Saved data entries
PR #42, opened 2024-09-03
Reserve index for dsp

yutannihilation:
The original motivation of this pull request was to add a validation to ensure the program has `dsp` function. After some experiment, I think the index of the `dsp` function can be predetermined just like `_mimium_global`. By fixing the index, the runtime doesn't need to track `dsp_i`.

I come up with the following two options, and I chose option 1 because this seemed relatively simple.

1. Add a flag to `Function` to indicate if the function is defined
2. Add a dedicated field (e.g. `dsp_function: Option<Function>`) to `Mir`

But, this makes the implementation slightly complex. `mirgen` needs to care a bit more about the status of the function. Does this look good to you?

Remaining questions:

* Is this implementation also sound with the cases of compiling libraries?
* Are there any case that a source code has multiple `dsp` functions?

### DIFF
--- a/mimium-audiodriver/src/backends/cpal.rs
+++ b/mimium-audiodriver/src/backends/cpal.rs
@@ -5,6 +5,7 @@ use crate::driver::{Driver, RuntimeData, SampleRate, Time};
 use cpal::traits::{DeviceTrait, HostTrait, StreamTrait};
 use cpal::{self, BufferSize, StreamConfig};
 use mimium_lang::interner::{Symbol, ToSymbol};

◆ WHAT YOU SHOULD DO:
The entries above, copied exactly, form the whole answer.

◆ COMPLETED EXERCISE:
PR #42, opened 2024-09-03
Reserve index for dsp

yutannihilation:
The original motivation of this pull request was to add a validation to ensure the program has `dsp` function. After some experiment, I think the index of the `dsp` function can be predetermined just like `_mimium_global`. By fixing the index, the runtime doesn't need to track `dsp_i`.

I come up with the following two options, and I chose option 1 because this seemed relatively simple.

1. Add a flag to `Function` to indicate if the function is defined
2. Add a dedicated field (e.g. `dsp_function: Option<Function>`) to `Mir`

But, this makes the implementation slightly complex. `mirgen` needs to care a bit more about the status of the function. Does this look good to you?

Remaining questions:

* Is this implementation also sound with the cases of compiling libraries?
* Are there any case that a source code has multiple `dsp` functions?

### DIFF
--- a/mimium-audiodriver/src/backends/cpal.rs
+++ b/mimium-audiodriver/src/backends/cpal.rs
@@ -5,6 +5,7 @@ use crate::driver::{Driver, RuntimeData, SampleRate, Time};
 use cpal::traits::{DeviceTrait, HostTrait, StreamTrait};
 use cpal::{self, BufferSize, StreamConfig};
 use mimium_lang::interner::{Symbol, ToSymbol};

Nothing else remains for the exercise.